The section 20 exemption did apply to a “short segment” on page 13 of the Polaine-Bridger complaint, Mr. Liebaers said, that would “harm the credibility of members of the judiciary.” It is the only section of either the complaint or the governor’s response to it that Mr. Liebaers said should be withheld.  

Governor’s stance 

The governor’s office presented several other reasons for withholding the records during the information commissioner’s rehearing of the matter.  

Those included the “unregulated nature of the media” in a small society such as Cayman, maintaining the integrity of future inquiries and investigations where the cooperation of witnesses was crucial, an assertion that “nobody is better placed than the governor” to judge whether prejudice to public affairs could occur by the release of records and finally, that the Grand Court judges themselves felt that the airing of unwarranted accusations would cause harm to themselves and the judiciary as a whole.  

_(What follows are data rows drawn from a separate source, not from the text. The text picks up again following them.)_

PR #132, opened 2020-08-10
Amoc config env cleanup

DenysGonchar:
removing possibility to provide configuration parameters values via erlang app env. variables.

this is a legacy functionality that rather increases the complexity than provides any benefits, it became confusing after splitting up amoc/scenarios/helpers into several erlang applications.

### DIFF
--- a/doc/configuration.md
+++ b/doc/configuration.md
@@ -1,6 +1,6 @@
 ## Configuration
 
-Amoc is configured through the environment variables (uppercase with prefix ``AMOC_``).
+Amoc is configured through environment variables (uppercase with prefix ``AMOC_``).
 Note that the environment variables are evaluated as erlang code
 
 Amoc supports the following generic configuration parameters:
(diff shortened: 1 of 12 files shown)


doc/configuration.md
```diff
@@ -1,56 +1,48 @@
...
-    * app.config example:  `{api_port, 4000}`
+    * example: `AMOC_API_PORT="4000"`
                                       
 * ``interarrival`` - a delay (in ms, for each node in the cluster independently) between creating the processes
   for two consecutive users:
     * default value - 50 ms.
-    * os env example: `AMOC_INTERARRIVAL="50"`
-    * app.config example:  `{interarrival, 50}`
+    * example: `AMOC_INTERARRIVAL="50"`
+    * this parameter can be updated runtime (in the same way as scenario configuration).
```
chrzaszcz, line 20: at runtime

doc/configuration.md
```diff
@@ -1,56 +1,48 @@
 ## Configuration
 
-Amoc is configured through the OTP application environment variables that
-can be set in the `app.config` configuration file (see [rebar3 documentation](https://www.rebar3.org/docs/releases#section-overlays))
-or using the operating system environment variables (uppercase with prefix ``AMOC_``). Note that the operating system environment variables are evaluated as erlang code
+Amoc is configured through the environment variables (uppercase with prefix ``AMOC_``).
```
chrzaszcz, line 3: for me 'the' is not needed here (we do not know yet which variables they are)

doc/configuration.md
```diff
@@ -65,6 +57,7 @@ parameters required for your scenario, however every scenario must declare (usin
 `-required_variable(...)` attributes) all the required parameters in advance. For more
 information, see the example [scenario module](../integration_test/dummy_scenario.erl)
 
+Scenario configuration also can be set/updated runtime using REST API.
```
chrzaszcz, line 60: at runtime

doc/configuration.md
DenysGonchar: i think "runtime" can be used as a flat adverb, but I don't mind changing it.

NelsonVides: I'm afraid runtime is a noun and it needs the particle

Mr. Liebaers’s ruling rejected all of these claims one-by-one.  

The media’s role in a democratic society gives them “every right to express their views freely”, the information commissioner stated. Freedom of expression is now guaranteed under the Cayman Islands Constitution Order’s Bill of Rights.  

In any case, the use to which information released under the FOI Law is put should not be a consideration in the decision to release a record, Mr. Liebaers said. Under Cayman’s FOI Law, the government is forbidden even from asking for a requester’s name, much less their intended purpose in seeking the information.  

The information commissioner found it unlikely that any public official in Cayman would fail to cooperate with the governor’s office during the conduct of an inquiry, knowing that refusal to do so would likely lead to a further and more formal investigation.  

Mr. Liebaers also noted that it is the information commissioner’s role, not the governor’s nor his office staff’s, to determine whether the release of records would prejudice the conduct of public affairs. 


Mr. Liebaers


  1. It will be interesting to see how the governor’s office responds to this new order by Mr. Liebaers.

    The new reasons given to withhold the records would seem to suggest that the governor’s office does not feel that the local news media is capable of properly understanding and communicating the findings contained within the Tempura records. While I do share those concerns, I also agree with the statement from Mr. Liebaers that it is the information commissioner’s role, not the governor’s nor his office staff’s, to determine whether the release of records would prejudice the conduct of public affairs.

    The decision by the governor’s office related to this new order might help to give us some insight into how our new governor will lead during her time in office.

  2. As the original applicant and appellant I obviously welcome this ruling but even if the Governor concedes defeat something else has recently surfaced that tends to make the already muddy waters even murkier.

    Shortly before I went to the OffshoreAlert Conference in Miami it emerged that there may actually be two versions of this report. An original draft submitted to the FCO and Duncan Taylor in January 2011 and a substantially revised or dumbed down version that was completed in March 2011.

    The allegation is that, in a move not unlike the dumbing down of the 2009 Tempura/Cealt audit, what should have been an independent investigation was subjected to a process best be described as ‘command influence’. In other words the findings were re-written to suit the needs of the Governor’s Office. This is completely unverified (and probably now unverifiable) but my source is convinced that it happened. If true, this whole FOI fight was a complete waste of time and has really only contributed to the cover up.